**EXERCISE DIRECTIONS**:
In the entries below, find the line with "I have one central" and the line with "I setup two". Reproduce those two lines and every line between them exactly, and nothing more.

*** Opening of TASK DATA ***

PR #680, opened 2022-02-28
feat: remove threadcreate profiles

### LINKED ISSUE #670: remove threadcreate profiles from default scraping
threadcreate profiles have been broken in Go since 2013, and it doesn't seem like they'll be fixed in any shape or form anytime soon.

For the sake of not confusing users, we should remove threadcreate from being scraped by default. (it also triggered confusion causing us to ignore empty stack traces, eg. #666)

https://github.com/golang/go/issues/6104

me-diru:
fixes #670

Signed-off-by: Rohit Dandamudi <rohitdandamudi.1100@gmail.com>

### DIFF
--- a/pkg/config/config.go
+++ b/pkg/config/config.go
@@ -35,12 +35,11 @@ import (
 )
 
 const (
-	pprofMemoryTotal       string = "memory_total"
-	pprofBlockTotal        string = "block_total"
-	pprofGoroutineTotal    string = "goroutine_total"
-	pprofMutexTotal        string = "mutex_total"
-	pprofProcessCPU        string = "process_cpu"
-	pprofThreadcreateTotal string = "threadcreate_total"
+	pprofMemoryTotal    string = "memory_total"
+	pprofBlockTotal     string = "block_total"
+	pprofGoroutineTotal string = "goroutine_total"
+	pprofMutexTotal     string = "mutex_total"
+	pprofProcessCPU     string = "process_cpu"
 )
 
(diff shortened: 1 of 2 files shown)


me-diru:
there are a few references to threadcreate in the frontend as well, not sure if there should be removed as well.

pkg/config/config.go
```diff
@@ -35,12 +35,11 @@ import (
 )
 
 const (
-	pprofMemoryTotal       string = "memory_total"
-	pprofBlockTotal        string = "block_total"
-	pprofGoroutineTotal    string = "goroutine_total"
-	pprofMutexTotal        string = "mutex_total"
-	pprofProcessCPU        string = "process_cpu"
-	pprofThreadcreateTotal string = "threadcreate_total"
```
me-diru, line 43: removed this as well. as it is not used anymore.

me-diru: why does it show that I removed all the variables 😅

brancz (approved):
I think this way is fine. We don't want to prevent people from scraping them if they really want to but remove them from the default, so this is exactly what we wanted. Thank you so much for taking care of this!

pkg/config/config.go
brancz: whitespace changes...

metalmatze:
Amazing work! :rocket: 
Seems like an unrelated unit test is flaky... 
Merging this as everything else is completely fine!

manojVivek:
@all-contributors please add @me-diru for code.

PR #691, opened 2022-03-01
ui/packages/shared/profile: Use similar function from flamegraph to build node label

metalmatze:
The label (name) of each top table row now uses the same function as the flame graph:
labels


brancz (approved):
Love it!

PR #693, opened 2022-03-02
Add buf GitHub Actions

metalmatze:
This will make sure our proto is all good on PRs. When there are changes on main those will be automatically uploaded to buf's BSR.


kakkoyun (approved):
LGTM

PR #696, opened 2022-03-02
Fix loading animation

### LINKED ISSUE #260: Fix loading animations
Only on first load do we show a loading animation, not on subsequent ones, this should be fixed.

*** Close of TASK DATA ***
*** Opening of TASK DATA ***

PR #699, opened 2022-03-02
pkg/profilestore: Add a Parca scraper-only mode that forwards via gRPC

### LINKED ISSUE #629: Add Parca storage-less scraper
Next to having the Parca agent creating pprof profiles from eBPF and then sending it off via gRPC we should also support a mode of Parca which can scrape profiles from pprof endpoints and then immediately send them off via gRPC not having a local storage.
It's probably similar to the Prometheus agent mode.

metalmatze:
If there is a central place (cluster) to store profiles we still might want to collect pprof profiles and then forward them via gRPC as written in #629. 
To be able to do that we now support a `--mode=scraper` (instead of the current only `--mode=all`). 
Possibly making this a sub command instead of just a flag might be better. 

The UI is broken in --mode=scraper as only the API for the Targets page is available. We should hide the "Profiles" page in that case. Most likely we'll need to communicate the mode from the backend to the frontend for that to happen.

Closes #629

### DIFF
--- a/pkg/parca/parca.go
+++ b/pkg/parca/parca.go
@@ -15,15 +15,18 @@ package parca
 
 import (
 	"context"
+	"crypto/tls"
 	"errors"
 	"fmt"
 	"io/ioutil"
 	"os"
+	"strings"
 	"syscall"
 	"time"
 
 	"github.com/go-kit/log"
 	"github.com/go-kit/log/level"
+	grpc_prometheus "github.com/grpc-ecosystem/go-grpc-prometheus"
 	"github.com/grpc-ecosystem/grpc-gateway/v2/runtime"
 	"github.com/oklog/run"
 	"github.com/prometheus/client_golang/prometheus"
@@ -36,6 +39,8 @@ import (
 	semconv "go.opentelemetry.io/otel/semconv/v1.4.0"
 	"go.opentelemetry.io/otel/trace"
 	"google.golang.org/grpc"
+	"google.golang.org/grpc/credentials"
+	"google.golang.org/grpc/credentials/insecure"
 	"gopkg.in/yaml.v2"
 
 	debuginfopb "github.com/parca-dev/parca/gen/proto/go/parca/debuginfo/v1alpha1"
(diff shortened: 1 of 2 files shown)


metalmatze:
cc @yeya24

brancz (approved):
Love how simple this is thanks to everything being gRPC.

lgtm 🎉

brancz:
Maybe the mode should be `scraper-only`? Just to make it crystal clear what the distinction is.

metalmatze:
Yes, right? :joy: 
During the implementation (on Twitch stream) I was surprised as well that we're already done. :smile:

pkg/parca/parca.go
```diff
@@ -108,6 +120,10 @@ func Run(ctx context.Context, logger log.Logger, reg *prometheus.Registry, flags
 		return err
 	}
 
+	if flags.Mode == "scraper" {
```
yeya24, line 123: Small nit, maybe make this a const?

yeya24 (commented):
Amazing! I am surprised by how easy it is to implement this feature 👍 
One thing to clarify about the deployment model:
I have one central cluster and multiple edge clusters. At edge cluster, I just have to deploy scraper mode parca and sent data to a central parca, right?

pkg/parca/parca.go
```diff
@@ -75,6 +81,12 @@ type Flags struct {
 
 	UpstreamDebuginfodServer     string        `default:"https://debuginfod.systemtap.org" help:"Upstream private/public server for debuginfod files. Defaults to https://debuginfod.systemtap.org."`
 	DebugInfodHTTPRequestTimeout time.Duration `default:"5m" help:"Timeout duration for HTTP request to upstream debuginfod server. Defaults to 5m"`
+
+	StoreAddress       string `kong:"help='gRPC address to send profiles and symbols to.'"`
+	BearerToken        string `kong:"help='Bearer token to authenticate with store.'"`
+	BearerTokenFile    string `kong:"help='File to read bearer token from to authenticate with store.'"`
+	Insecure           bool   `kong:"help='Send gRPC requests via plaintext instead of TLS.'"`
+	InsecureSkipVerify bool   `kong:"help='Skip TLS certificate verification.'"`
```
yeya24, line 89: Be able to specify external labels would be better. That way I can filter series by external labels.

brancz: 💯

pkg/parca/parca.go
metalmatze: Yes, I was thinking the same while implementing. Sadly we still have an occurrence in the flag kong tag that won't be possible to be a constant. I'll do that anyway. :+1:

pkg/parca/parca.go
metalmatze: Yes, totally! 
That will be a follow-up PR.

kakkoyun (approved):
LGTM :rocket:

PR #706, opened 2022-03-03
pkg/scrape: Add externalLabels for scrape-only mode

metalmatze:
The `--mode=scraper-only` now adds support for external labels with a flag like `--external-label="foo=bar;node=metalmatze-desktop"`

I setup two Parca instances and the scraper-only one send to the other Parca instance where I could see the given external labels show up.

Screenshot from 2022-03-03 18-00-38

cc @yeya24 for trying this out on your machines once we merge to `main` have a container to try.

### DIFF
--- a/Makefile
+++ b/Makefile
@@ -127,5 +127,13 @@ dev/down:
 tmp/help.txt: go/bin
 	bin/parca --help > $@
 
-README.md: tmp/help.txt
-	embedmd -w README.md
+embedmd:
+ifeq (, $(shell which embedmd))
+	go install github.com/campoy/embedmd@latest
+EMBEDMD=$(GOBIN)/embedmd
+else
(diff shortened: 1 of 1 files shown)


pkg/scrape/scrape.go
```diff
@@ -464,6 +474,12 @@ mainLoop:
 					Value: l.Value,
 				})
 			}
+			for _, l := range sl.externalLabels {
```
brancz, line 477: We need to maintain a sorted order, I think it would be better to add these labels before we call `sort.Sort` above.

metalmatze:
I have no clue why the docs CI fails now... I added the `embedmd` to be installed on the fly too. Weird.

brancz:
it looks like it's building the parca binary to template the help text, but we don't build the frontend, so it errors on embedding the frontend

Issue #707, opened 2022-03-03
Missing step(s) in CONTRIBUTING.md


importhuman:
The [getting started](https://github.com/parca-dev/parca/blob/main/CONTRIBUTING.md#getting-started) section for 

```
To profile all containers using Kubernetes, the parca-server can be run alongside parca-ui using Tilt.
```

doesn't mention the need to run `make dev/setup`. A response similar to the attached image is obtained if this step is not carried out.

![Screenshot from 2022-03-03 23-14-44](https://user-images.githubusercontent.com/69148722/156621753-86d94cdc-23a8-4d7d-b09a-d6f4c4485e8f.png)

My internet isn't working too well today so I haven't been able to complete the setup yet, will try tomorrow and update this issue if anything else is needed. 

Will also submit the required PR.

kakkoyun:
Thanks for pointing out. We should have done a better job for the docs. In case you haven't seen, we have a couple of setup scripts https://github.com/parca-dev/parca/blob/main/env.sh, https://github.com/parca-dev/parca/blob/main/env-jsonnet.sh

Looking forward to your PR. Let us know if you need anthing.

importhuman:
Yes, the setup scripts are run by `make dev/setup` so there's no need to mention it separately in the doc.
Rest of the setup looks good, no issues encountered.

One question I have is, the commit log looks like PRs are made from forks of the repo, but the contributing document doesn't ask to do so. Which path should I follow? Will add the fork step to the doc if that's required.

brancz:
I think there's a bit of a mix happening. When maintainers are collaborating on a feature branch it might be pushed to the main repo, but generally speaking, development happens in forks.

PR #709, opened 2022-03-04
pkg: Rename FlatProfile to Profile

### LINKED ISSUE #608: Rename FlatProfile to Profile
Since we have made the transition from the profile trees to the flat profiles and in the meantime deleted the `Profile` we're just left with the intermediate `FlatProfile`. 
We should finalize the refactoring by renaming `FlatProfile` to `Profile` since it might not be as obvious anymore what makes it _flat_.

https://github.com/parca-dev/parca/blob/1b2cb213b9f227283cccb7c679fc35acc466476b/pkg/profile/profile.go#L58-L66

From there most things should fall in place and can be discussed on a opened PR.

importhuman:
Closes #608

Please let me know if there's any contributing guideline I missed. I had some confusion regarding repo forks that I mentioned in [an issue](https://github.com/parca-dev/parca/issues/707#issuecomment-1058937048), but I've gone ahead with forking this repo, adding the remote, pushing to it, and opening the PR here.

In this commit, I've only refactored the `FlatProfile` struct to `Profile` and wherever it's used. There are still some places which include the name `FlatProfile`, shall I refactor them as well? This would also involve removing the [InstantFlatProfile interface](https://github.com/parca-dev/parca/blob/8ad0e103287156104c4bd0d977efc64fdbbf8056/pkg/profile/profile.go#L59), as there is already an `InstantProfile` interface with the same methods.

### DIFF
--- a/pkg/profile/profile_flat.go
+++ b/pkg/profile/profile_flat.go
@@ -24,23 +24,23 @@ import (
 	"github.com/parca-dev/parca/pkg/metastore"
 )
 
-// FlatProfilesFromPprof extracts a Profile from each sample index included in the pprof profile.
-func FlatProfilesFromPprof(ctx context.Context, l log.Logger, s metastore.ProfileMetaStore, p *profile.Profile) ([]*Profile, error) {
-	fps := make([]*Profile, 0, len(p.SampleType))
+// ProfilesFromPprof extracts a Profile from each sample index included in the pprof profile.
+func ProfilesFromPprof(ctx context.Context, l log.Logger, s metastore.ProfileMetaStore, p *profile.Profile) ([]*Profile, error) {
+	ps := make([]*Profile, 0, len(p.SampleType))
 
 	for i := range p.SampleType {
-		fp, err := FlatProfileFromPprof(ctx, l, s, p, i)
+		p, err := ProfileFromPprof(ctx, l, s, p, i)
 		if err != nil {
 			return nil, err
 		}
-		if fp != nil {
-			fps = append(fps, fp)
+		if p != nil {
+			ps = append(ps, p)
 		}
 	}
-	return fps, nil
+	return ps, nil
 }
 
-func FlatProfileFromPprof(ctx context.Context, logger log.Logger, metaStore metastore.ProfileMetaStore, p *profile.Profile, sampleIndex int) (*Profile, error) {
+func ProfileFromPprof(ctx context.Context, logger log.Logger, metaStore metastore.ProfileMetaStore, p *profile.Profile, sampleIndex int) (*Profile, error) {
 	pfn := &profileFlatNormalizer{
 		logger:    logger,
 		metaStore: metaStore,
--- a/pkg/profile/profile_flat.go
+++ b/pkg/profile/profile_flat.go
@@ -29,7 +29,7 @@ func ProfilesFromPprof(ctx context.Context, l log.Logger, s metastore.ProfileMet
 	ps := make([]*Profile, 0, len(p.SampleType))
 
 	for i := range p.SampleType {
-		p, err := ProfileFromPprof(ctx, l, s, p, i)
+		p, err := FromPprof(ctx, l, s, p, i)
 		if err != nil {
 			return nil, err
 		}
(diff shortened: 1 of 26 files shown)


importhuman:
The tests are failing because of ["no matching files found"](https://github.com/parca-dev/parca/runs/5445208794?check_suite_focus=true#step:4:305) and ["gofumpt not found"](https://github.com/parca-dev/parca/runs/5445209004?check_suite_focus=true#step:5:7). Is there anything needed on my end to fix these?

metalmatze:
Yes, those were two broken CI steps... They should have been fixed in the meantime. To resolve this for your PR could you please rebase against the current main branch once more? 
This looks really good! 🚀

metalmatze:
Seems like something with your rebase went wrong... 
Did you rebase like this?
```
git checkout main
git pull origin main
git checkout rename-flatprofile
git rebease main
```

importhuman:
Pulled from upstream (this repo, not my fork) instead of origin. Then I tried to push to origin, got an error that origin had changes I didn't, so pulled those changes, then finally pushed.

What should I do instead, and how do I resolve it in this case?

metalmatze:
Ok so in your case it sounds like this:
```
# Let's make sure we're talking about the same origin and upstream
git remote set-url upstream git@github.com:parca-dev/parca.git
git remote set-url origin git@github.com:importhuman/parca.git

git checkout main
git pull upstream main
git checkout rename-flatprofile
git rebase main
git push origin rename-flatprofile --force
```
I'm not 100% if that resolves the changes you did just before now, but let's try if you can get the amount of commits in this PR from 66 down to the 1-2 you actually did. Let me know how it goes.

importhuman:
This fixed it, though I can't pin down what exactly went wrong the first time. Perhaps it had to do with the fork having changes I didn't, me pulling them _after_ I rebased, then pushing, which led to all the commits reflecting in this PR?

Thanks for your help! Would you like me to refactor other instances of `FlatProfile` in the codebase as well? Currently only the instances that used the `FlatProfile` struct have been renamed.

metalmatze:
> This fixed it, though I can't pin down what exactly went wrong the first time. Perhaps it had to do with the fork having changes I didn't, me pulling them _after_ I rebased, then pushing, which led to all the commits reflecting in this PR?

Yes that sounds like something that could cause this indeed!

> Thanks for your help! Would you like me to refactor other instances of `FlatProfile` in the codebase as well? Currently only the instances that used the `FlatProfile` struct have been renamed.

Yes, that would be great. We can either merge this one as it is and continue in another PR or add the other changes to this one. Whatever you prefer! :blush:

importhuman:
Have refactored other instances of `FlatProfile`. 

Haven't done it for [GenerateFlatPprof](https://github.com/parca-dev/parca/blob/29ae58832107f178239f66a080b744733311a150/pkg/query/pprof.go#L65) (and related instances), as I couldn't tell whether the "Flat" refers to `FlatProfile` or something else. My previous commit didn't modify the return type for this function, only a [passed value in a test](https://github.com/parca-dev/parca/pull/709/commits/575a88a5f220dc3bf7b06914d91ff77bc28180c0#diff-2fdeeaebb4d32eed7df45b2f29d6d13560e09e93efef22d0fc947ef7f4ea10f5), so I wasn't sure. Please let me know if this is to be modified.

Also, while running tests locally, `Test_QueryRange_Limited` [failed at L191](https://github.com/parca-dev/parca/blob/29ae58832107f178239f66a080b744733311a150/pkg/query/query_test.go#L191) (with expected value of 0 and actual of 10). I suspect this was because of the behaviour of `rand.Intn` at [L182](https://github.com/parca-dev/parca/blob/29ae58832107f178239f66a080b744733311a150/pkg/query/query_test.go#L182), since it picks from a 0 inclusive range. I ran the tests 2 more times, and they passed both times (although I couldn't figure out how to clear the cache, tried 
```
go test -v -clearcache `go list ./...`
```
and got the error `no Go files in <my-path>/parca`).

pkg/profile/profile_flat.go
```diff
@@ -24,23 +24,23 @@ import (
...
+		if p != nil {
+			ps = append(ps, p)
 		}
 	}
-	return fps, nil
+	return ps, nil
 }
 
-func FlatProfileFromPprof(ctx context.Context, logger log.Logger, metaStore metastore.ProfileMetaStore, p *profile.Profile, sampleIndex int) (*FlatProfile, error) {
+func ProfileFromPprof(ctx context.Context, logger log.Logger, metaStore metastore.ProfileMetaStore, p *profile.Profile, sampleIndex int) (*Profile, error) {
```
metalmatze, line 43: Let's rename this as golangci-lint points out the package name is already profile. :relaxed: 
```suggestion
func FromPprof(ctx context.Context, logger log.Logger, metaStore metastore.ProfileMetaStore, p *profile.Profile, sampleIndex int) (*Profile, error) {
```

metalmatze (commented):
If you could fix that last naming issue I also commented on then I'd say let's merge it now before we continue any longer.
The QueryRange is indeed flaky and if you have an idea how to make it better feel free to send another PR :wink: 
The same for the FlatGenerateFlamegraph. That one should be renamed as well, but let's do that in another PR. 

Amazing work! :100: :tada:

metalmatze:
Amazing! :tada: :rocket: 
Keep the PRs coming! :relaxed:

*** Close of TASK DATA ***
*** Opening of TASK DATA ***

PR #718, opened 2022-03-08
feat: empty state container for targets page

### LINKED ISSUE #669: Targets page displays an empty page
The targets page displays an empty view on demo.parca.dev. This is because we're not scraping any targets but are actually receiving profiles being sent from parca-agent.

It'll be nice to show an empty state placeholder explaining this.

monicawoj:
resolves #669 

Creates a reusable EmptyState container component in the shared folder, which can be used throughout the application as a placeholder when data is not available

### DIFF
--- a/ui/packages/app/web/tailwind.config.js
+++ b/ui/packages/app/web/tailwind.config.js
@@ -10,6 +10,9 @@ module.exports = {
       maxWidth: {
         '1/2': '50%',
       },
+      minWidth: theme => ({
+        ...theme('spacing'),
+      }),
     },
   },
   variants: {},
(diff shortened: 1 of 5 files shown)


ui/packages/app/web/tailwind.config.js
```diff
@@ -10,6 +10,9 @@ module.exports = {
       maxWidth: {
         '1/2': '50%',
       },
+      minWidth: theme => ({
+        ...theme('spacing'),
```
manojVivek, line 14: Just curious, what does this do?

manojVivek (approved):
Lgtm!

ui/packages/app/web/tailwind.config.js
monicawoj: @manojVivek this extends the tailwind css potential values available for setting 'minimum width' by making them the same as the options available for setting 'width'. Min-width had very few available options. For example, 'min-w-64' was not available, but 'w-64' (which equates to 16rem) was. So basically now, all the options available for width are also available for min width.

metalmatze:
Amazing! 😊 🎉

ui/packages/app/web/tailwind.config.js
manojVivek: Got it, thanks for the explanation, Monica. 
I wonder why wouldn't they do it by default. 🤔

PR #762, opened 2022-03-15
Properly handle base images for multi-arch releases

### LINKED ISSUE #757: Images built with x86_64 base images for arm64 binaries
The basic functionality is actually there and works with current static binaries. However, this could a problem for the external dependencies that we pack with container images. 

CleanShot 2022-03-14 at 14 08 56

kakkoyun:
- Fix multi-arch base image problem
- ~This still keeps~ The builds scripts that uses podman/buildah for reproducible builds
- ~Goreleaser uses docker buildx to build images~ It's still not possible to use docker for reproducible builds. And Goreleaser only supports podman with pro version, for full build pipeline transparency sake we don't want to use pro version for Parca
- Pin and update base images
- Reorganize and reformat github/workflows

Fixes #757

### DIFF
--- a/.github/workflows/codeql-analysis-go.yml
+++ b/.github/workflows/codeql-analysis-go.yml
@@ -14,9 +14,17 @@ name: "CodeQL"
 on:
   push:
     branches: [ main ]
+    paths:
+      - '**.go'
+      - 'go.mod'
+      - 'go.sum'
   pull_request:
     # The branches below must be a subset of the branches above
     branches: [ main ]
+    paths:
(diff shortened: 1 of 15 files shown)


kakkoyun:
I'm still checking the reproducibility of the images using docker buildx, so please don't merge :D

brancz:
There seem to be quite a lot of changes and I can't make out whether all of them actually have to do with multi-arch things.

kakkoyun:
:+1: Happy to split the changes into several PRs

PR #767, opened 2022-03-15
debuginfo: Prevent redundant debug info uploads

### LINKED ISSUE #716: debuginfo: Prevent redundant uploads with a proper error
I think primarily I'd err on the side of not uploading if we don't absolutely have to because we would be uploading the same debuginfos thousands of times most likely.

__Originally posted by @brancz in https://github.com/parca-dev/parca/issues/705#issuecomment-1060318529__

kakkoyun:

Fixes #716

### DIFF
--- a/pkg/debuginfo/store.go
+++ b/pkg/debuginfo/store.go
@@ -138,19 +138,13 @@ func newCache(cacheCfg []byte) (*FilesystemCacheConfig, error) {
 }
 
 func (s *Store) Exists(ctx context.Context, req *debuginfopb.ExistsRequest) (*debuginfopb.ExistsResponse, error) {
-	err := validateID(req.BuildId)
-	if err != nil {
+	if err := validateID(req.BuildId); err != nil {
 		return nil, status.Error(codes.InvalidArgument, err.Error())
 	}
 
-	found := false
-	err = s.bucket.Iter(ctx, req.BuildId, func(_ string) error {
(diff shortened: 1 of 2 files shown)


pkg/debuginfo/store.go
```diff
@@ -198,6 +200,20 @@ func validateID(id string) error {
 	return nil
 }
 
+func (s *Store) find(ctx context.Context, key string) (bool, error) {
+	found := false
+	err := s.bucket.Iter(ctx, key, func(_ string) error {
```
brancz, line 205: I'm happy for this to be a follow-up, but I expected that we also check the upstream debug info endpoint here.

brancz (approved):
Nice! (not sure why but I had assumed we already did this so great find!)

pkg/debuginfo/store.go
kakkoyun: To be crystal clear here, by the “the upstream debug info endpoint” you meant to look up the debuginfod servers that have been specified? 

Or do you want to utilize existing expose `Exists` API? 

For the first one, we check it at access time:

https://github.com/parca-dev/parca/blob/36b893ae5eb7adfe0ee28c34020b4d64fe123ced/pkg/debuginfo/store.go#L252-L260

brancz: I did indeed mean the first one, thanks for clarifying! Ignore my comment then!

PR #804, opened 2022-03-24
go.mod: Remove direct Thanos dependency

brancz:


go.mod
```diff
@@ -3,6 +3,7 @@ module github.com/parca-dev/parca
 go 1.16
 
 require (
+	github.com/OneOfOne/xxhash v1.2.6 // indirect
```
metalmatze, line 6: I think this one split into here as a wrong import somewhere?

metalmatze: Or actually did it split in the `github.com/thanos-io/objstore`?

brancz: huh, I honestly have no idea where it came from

*** Close of TASK DATA ***

**YOUR SOLUTION**:
I have one central cluster and multiple edge clusters. At edge cluster, I just have to deploy scraper mode parca and sent data to a central parca, right?

pkg/parca/parca.go
```diff
@@ -75,6 +81,12 @@ type Flags struct {
 
 	UpstreamDebuginfodServer     string        `default:"https://debuginfod.systemtap.org" help:"Upstream private/public server for debuginfod files. Defaults to https://debuginfod.systemtap.org."`
 	DebugInfodHTTPRequestTimeout time.Duration `default:"5m" help:"Timeout duration for HTTP request to upstream debuginfod server. Defaults to 5m"`
+
+	StoreAddress       string `kong:"help='gRPC address to send profiles and symbols to.'"`
+	BearerToken        string `kong:"help='Bearer token to authenticate with store.'"`
+	BearerTokenFile    string `kong:"help='File to read bearer token from to authenticate with store.'"`
+	Insecure           bool   `kong:"help='Send gRPC requests via plaintext instead of TLS.'"`
+	InsecureSkipVerify bool   `kong:"help='Skip TLS certificate verification.'"`
```
yeya24, line 89: Be able to specify external labels would be better. That way I can filter series by external labels.

brancz: 💯

pkg/parca/parca.go
metalmatze: Yes, I was thinking the same while implementing. Sadly we still have an occurrence in the flag kong tag that won't be possible to be a constant. I'll do that anyway. :+1:

pkg/parca/parca.go
metalmatze: Yes, totally! 
That will be a follow-up PR.

kakkoyun (approved):
LGTM :rocket:

PR #706, opened 2022-03-03
pkg/scrape: Add externalLabels for scrape-only mode

metalmatze:
The `--mode=scraper-only` now adds support for external labels with a flag like `--external-label="foo=bar;node=metalmatze-desktop"`

I setup two Parca instances and the scraper-only one send to the other Parca instance where I could see the given external labels show up.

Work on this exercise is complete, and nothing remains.